▶ _WHAT THE EXERCISE ASKS_:
Report each line of the listing that carries the word "members".

▶ _SUPPLIED RECORDS_:
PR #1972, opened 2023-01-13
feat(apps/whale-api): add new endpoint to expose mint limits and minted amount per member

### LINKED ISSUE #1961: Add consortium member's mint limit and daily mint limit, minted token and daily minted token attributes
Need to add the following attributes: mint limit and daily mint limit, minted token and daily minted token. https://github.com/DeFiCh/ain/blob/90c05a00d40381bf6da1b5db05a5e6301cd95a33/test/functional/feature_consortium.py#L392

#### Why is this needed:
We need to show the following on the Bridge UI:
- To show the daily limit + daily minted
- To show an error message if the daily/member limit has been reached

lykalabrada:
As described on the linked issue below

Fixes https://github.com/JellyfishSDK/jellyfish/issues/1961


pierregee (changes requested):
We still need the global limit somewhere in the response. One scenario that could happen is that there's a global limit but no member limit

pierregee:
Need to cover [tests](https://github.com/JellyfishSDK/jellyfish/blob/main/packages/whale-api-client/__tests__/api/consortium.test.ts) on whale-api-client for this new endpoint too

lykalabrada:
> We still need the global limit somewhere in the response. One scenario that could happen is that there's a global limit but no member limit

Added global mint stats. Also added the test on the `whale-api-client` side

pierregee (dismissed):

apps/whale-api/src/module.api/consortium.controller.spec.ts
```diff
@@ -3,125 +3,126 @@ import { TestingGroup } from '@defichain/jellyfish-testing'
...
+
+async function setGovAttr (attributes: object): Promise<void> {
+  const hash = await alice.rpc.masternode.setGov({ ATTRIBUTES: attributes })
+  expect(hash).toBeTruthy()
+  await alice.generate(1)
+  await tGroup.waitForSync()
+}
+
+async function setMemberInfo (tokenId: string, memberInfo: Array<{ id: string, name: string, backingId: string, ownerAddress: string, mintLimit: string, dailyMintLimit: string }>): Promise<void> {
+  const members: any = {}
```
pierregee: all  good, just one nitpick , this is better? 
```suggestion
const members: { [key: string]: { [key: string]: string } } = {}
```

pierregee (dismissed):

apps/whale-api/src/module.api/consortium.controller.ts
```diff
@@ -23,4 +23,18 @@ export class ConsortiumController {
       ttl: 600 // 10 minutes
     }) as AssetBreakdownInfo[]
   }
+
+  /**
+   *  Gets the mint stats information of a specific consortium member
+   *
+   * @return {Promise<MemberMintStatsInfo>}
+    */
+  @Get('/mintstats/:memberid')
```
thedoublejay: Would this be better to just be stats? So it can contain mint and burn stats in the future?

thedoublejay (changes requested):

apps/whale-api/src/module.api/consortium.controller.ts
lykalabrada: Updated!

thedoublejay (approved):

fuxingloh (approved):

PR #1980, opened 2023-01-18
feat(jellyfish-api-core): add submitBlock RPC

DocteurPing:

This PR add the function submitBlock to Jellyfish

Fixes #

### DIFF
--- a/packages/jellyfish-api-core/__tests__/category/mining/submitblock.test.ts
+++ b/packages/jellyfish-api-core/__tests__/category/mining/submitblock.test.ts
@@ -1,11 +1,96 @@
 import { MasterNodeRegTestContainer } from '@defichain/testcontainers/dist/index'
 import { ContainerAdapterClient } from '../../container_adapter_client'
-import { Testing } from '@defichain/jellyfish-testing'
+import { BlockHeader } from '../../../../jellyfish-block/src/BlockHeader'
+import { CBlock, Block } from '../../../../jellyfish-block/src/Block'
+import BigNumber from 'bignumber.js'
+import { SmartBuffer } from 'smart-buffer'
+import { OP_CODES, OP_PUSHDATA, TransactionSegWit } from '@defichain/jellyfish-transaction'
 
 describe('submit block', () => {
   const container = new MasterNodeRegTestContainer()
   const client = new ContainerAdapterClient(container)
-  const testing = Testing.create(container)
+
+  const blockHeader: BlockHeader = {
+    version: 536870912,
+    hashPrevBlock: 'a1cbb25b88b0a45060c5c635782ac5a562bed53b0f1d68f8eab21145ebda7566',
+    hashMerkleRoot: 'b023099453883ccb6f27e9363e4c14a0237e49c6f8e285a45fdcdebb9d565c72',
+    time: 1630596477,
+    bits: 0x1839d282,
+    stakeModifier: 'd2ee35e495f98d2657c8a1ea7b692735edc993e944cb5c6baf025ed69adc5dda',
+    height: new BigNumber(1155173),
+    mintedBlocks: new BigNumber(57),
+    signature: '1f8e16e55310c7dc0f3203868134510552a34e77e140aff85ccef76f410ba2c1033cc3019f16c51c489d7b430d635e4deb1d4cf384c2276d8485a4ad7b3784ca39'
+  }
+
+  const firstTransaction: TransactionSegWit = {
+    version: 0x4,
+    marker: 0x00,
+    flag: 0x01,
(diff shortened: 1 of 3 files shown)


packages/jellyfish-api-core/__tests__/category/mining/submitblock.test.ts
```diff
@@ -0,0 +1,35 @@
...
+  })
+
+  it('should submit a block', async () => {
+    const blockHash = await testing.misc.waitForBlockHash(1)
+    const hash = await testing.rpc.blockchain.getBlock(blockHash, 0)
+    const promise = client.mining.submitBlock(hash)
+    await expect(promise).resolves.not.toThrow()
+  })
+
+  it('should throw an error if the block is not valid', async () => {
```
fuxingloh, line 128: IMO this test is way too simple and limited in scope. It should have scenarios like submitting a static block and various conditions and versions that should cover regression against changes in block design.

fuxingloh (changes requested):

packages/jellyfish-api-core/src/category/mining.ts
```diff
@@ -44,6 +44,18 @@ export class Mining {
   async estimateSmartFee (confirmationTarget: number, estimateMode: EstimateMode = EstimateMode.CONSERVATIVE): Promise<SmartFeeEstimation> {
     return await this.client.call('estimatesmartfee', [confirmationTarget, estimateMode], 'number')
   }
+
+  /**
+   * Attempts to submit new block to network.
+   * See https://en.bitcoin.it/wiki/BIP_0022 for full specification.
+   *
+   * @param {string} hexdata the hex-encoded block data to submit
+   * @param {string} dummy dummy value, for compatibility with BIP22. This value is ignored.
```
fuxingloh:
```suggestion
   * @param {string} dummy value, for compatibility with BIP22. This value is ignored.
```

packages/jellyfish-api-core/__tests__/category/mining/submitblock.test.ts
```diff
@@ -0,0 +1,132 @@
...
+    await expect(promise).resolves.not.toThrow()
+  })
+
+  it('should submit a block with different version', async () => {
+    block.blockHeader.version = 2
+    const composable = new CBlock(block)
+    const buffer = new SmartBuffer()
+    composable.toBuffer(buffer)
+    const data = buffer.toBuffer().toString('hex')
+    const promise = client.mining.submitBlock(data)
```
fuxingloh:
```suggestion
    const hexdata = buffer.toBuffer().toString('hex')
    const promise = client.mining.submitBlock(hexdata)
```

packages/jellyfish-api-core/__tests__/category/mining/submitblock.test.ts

* * *

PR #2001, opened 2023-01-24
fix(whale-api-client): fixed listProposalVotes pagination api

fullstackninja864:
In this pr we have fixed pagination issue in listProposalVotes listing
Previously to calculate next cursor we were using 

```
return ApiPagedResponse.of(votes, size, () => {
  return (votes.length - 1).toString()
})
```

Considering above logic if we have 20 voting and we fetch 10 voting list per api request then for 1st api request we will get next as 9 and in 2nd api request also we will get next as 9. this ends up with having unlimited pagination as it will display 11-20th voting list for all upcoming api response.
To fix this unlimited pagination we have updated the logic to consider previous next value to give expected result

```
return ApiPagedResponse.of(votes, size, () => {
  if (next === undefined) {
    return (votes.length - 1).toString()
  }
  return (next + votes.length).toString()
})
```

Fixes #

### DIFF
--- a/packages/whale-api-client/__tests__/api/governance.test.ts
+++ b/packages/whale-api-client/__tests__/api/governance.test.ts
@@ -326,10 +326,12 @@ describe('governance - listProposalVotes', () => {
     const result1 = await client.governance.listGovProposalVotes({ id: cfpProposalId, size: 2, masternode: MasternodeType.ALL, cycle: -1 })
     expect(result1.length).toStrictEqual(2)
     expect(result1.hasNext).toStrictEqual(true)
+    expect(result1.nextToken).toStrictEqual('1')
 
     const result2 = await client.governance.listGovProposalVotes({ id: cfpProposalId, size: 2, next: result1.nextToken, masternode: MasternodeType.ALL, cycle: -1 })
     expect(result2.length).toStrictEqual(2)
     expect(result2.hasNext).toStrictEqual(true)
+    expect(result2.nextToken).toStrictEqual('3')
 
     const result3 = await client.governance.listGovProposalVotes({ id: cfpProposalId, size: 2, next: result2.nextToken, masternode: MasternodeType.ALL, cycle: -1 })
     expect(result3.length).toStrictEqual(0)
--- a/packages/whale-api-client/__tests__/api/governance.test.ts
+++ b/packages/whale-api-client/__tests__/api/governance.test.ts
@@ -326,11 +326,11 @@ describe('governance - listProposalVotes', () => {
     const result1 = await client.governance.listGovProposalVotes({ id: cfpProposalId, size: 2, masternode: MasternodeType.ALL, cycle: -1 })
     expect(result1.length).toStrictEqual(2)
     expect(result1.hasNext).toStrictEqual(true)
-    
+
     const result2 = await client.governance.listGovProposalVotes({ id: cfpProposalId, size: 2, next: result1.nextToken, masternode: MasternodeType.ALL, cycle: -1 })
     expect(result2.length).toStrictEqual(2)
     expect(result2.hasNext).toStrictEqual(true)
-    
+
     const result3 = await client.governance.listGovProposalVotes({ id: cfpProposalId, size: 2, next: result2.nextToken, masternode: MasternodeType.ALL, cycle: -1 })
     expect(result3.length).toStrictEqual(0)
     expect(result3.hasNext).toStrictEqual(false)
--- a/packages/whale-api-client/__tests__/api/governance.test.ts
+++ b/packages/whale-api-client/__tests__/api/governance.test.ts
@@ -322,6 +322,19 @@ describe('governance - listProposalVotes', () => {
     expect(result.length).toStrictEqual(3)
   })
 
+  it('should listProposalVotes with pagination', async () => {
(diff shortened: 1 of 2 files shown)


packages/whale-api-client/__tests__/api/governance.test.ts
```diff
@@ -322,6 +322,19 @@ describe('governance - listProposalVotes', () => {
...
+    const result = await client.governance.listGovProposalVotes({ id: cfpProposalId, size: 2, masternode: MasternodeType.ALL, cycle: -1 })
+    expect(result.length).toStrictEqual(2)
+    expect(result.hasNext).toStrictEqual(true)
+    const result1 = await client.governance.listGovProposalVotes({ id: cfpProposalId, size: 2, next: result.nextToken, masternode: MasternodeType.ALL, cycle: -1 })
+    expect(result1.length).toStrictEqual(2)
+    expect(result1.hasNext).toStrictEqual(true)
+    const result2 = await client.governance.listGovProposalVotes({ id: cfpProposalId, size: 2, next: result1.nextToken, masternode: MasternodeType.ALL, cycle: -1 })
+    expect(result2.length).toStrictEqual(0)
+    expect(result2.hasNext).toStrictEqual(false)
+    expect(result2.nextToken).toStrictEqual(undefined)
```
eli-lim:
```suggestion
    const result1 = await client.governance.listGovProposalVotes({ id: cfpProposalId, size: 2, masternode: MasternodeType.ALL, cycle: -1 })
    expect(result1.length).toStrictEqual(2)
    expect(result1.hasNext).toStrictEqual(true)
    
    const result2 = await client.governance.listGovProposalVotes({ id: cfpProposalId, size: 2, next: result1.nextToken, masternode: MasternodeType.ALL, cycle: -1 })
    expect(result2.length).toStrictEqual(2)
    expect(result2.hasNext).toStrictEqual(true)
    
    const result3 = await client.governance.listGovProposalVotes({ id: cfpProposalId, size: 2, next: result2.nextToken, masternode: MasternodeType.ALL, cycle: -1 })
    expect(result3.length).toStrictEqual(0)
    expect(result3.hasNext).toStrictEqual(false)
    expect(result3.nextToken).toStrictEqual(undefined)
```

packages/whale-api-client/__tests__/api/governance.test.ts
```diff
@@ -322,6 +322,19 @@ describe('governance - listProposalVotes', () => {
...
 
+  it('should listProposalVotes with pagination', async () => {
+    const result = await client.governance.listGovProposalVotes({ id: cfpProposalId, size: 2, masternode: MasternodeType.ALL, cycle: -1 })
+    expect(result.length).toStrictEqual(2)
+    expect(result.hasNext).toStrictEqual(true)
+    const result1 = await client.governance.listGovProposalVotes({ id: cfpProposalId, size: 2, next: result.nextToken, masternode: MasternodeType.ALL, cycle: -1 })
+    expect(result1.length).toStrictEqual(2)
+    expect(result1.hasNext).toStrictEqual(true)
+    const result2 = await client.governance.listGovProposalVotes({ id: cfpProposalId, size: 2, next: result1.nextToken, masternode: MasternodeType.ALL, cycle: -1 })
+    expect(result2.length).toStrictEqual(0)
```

▶ _RESULT_:
+  const members: any = {}
const members: { [key: string]: { [key: string]: string } } = {}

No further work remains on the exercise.